On 1/29/21 1:18 PM, Jakub Kicinski wrote:
> On Fri, 29 Jan 2021 12:44:44 -0800 Shoaib Rao wrote:
>> On 1/29/21 12:18 PM, Jakub Kicinski wrote:
>>> On Fri, 29 Jan 2021 12:10:21 -0800 Shoaib Rao wrote:
>>>> The code does not care about the size of data -- All it does is that if
>>>> MSG_OOB is set it will deliver the signal to the peer process
>>>> irrespective of the length of the data (which can be zero length). Let's
>>>> look at the code of unix_stream_sendmsg() It does the following (sent is
>>>> initialized to zero)
>>> Okay. Let me try again. AFAICS your code makes it so that data sent
>>> with MSG_OOB is treated like any other data. It just sends a signal.
>> Correct.
>>> So you're hijacking the MSG_OOB to send a signal, because OOB also
>>> sends a signal.
>> Correct.
>>>    But there is nothing OOB about the data itself.
>> Correct.
>>>    So
>>> I'm asking you to make sure that there is no data in the message.
>> Yes I can do that.
>>> That way when someone wants _actual_ OOB data on UNIX sockets they
>>> can implement it without breaking backwards compatibility of the
>>> kernel uAPI.
>> I see what you are trying to achieve.
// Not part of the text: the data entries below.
PR #17016, opened 2020-12-24
Add tracking spam prevention plugin as a submodule

tsteur:
### Description:

See https://github.com/matomo-org/plugin-TrackingSpamPrevention for the features that were added.

### Review

* [ ] Functional review done
* [ ] Code review done


tsteur:
@diosmosis @sgiehl I suppose it is normal that we run all the UI tests of a plugin with a submodule again? Like in https://builds-artifacts.matomo.org/matomo-org/matomo/4.x-dev/44659/ 
image

diosmosis:
@tsteur I think it's because we consider the plugins bundled w/ core to be tested this often (testing compatibility on every matomo change). Otherwise the tests would only run when the plugin changes, even though a change in core could cause problems.

sgiehl:
Remaining test failures seem unrelated. Btw @tsteur did we decide if this plugin will be shipped with Matomo or if it will be available through Marketplace? We might need to adjust the build script maybe 🤔

tsteur:
@sgiehl it should be not included in core but instead it is already on the marketplace. Do we need to adjust anything?

PR #17520, opened 2021-05-04
Use token auth when widgetize

### LINKED ISSUE #17335: Widgetize request with token_auth param fails if superuser session exists
As your documentation says I have created a view-only user with a token and when using that token to show a widget I'm getting an error saying "This user has superuser access". It works if I load the same url while logged out or in another browser. Seems odd if it shouldn't work since this should be a fairly common case.

Example url: http://localhost:8000/index.php?module=Widgetize&action=iframe&forceView=1&disableLink=1&token_auth=xxx&moduleToWidgetize=VisitsSummary&actionToWidgetize=getEvolutionGraph&viewDataTable=graphEvolution&idSite=1&date=2021-02-09,2021-03-10&period=range

## Expected Behavior
It should be possible to show the widget even if you are currently logged in as a super user in the same browser.

## Current Behavior
Error message saying
"This user has super user access. For embedding widgets super user token auths are not allowed. See our faq for more information."

## Possible Solution
I have tried to follow the code and it seems that when using the token_auth parameter there is a call to the method `Request::reloadAuthUsingTokenAuth` eventually landing in `Access::reloadAccess`, however it return without reloading since `$this->hasSuperUserAccess` is still true from the session auth. 

1. Create user with view permissions and generate a token
2. Create a widgetized url and add the token to the url
3. Load the url in a browser where you are logged in as a super user

## Context
We are trying to embed widgets in an external dashboard.

## Your Environment

I'm running your latest docker image.
* Matomo Version: 4.2.1

flamisz:
### Description:

fixes #17335 

### Review

* [ ] Functional review done
* [ ] Code review done

### DIFF
--- a/core/FrontController.php
+++ b/core/FrontController.php
@@ -675,9 +675,9 @@ class FrontController extends Singleton
             return null;
         }
 
-        if (Common::getRequestVar('token_auth', '', 'string') !== '') {
-            return null;
-        }
+        if (Common::getRequestVar('token_auth', '', 'string') !== '' && !Common::getRequestVar('force_api_session', 0)) {
+             return null;
+         }
 
         $module = Common::getRequestVar('module', self::DEFAULT_MODULE, 'string');
         $action = Common::getRequestVar('action', false);
--- a/core/FrontController.php
+++ b/core/FrontController.php
@@ -430,7 +430,9 @@ class FrontController extends Singleton
         ) {
             Request::reloadAuthUsingTokenAuth();
             Request::checkTokenAuthIsNotLimited($module, $action);
-            Session::close();
+            if ($module === 'Widgetize') {
+                Session::close();
+            }
         }
 
         SettingsServer::raiseMemoryLimitIfNecessary();
--- a/core/FrontController.php
+++ b/core/FrontController.php
@@ -428,8 +428,13 @@ class FrontController extends Singleton
         if (Common::getRequestVar('token_auth', '', 'string') !== ''
             && Request::shouldReloadAuthUsingTokenAuth(null)
         ) {
+            if (!Common::isPhpCliMode()) {
+                Access::getInstance()->setSuperUserAccess(false);
+            }
+
             Request::reloadAuthUsingTokenAuth();
             Request::checkTokenAuthIsNotLimited($module, $action);
+            Session::close();
         }
 
         SettingsServer::raiseMemoryLimitIfNecessary();
--- a/core/FrontController.php
+++ b/core/FrontController.php
@@ -430,9 +430,6 @@ class FrontController extends Singleton
         ) {
             Request::reloadAuthUsingTokenAuth();
             Request::checkTokenAuthIsNotLimited($module, $action);
-            if ($module === 'Widgetize') {
-                Session::close();
-            }
         }
 
         SettingsServer::raiseMemoryLimitIfNecessary();
--- a/core/FrontController.php
+++ b/core/FrontController.php
@@ -428,10 +428,6 @@ class FrontController extends Singleton
         if (Common::getRequestVar('token_auth', '', 'string') !== ''
             && Request::shouldReloadAuthUsingTokenAuth(null)
         ) {
-            if (!Common::isPhpCliMode()) {
-                Access::getInstance()->setSuperUserAccess(false);
-            }
-
             Request::reloadAuthUsingTokenAuth();
             Request::checkTokenAuthIsNotLimited($module, $action);
             Session::close();
@@ -676,6 +672,10 @@ class FrontController extends Singleton
         if (Common::isPhpClimode()
             && !defined('PIWIK_TEST_MODE')
         ) { // don't use the session auth during CLI requests
+            return null;
+        }
+
+        if (Common::getRequestVar('token_auth', '', 'string') !== '') {
             return null;
         }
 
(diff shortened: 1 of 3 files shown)


core/FrontController.php
```diff
@@ -428,8 +428,13 @@ public function init()
         if (Common::getRequestVar('token_auth', '', 'string') !== ''
             && Request::shouldReloadAuthUsingTokenAuth(null)
         ) {
+            if (!Common::isPhpCliMode()) {
```
tsteur: @flamisz might be worth trying not to use the session authenticator when a token_auth is used in the query. Eg return `null` in `makeSessionAuthenticator()` if a session is set? Unsetting super user access etc may have side effects not sure

flamisz:
Hi @tsteur, I updated the PR, not resetting the super user access. During this update I've seen this comment in the code:

https://github.com/matomo-org/matomo/blob/104135aebddd112567f5ec17b8f11e757c7e57f2/core/FrontController.php#L426-L433

But I modified the `reloadAccess` method and now it works with widgets as well. Do you think it was delibaretly did this way? Could it be any side effect somewhere?
https://github.com/matomo-org/matomo/blob/104135aebddd112567f5ec17b8f11e757c7e57f2/core/Access.php#L137

tsteur:
@flamisz I think we can undo the changes in `Access.php` and apply this change:

```diff
--- a/core/FrontController.php
+++ b/core/FrontController.php
@@ -675,7 +675,8 @@ class FrontController extends Singleton
             return null;
         }
 
-        if (Common::getRequestVar('token_auth', '', 'string') !== '') {
+        if (Common::getRequestVar('token_auth', '', 'string') !== ''
+            && !Common::getRequestVar('force_api_session')) {
             return null;
         }
 ```

It basically means if there's a `force_api_session=1` parameter then we still load the session and authenticate the session first which is needed for the session token to work. This way the dashboard etc will work and all other requests should be working too. It be only an issue if users falsely have `force_api_session=1` set in the request and don't use a session token but a real token auth. Then it won't work but then it generally shouldn't work anyway AFAIK.

It be still good for someone to review this though additionally.

**Comment by flamisz** [comment]
> @flamisz I think we can undo the changes in `Access.php` and apply this change:

I just realized the way it was is not working and tried to figure out how it should 😄. Thanks, I was going to check the `force_api_session` but wasn't sure where yet. 

I'll test it how it works this way.

File: core/FrontController.php [hunk 2]
```diff
@@ -430,6 +430,7 @@ public function init()
         ) {
             Request::reloadAuthUsingTokenAuth();
             Request::checkTokenAuthIsNotLimited($module, $action);
+            Session::close();
```
sgiehl: Any reason for closing the session at this point?

flamisz: During the process somewhere we start it, but actually we don't need it as we handle this request as stateless, so I thought we can close it (the original idea was coming from @tsteur).

sgiehl: In theory that might make sense, but not sure if that could cause any regressions if someone tries to perform a controller action with a token_auth, that actually tries to change the session. But maybe we can simply change it and wait if any regressions are reported.

tsteur: It should be fine to close the session if `force_api_session` is not present in the URL AFAIK. There could be a regression but it would be hard to know. In theory though in these cases the session shouldn't be started anyway.

diosmosis: Would this be an issue for the "embed all of matomo" use case (one big user uses this, can't remember their name starts w/ an 'M')? Ie, the `[General] enable_framed_pages` `[General] enable_framed_settings` config. I would think the session might be written to there.

diosmosis: Also, thought it might be useful to have test pages for these, so created: https://github.com/matomo-org/test-examples/pull/6

flamisz: I'm not familiar with those settings (framed). I tried with the new `test-example` and worked. How else should we test it? @diosmosis @tsteur

diosmosis: They allow users to embed whole matomo pages. One company I know of uses it to apply their own branding to all of Matomo and embed it as part of their website for their customers.

I think to test that it would work we'd need to write the session when a page is framed and see if it persists? Maybe sending a notification from PHP and seeing it in the embedded admin page?

flamisz: I tried something.

1. created a persistent notification in a controller
2. uncommented the line where I created it
3. reloaded Matomo page, the notification was there

I did the same when Matomo was running inside an iframe. This time at step 3, the notification was not there. It means the session was not persisted anyway.

What is the conclusion here? Should we keep that `Session::close()` line?
ping @tsteur @diosmosis @sgiehl

diosmosis: We could also just do the Session::close() if module==Widgetize. That might be enough?

flamisz: done 👍

tsteur: I realise using `new SessionNamespace` will actually lounge a session. Eg in `redirectDashboardToWelcomePage` method it might start a session and that might even happen when it's an API call or when the action is embedded as an iframe. Closing it now could break some things that were working before (whether they should have been working before or not is a different question). I didn't debug but likely the close shouldn't do anything because ideally it doesn't start the session in the first place so I'm tempted to simply remove the close call. And eg if `force_api_session=1` then the session might be still needed in order to write session changes

tsteur: If the request is an API call then we for sure don't want to use any session but widgetized requests may use a session I would say

diosmosis: @flamisz I think ^ means my idea wouldn't be enough

flamisz: Ok, I tried a couple of things, tested what I could, and looks like the `force_api_session` does the job here. If that's false, we don't have a session, so don't need to close. 

I couldn't find a case when we really need to close it.

PR #17521, opened 2021-05-04
Improve tracker performance when using custom dimensions (one less update query per tracking request) 

### LINKED ISSUE #17173: Improve tracker performance when using custom dimensions (one less update query per tracking request)
Now that custom dimensions is included in core I think we could improve the performance of the tracker and have less updates.

Currently, as soon as a custom dimension is configured for a site, we execute an additional query like `UPDATE log_visit SET last_idlink_va = '2222' WHERE idsite = '1' AND idvisit = '3333'`.

We could maybe get rid of this extra update query for existing visits if we knew we first insert the action and then update the visit. Then we could in the regular visit update also update the `last_idlink_va`. Not sure if there would be maybe a reason this wouldn't work and whether we have to update the visit before the action.

For new visits this would not work because we need to have the idvisit to insert the action. This likely makes this quite tricky to implement...

I was thinking we could maybe also get rid of the extra action update but this is not the case because it actually updates the action before this action.

**Note: the query is only executed when there are action custom dimensions defined so its impact is limited.**

tsteur:
## Description:

Performance improvement to have one less update on log_visit for existing visits if action dimensions are used: fix https://github.com/matomo-org/matomo/issues/17173

### Before this PR

* Insert new visit -> so get `idVisit`
* Insert log link action -> so we get `idlink_va`
* update visit to set value of the created `idlink_va` on the column `last_idlink_va`.

### After this PR

Same logic as before. We always have to create visit first before creating any log link action.

### Before this PR

* Update visit (we have idvisit already at this stage)
* Insert log link action -> so we get `idlink_va`
* update visit to set value of the created `idlink_va` on the column `last_idlink_va`.

### After this PR

* Insert log link action -> so we get `idlink_va`
* Update visit including setting the value of the created `idlink_va` on the column `last_idlink_va`.

### Review

* [ ] Functional review done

However it may not work.
>>
>> Let's assume that __actual__ OOB data has been implemented. An
>> application sends a zero length message with MSG_OOB, after that it
>> sends some data (not suppose to be OOB data). How is the receiver going
>> to differentiate if the data an OOB or not.
> THB I've never written any application which would use OOB, so in
> practice IDK. But from kernel code and looking at man pages when
> OOBINLINE is not set for OOB data to be received MSG_OOB has to be
> set in the recv syscall.

Thinking a little more about your suggestion, I think it can work but 
the application will have to do some more work to differentiate. I would 
prefer it would not have to. Anyways, I will re-submit the patch with 
the zero length check.

Thanks a lot for your comments,

Shoaib

>
>> We could use a different flag (MSG_SIGURG) or implement the _actual_ OOB
>> data semantics (If anyone is interested in it). MSG_SIGURG could be a
>> generic flag that just sends SIGURG irrespective of the length of the data.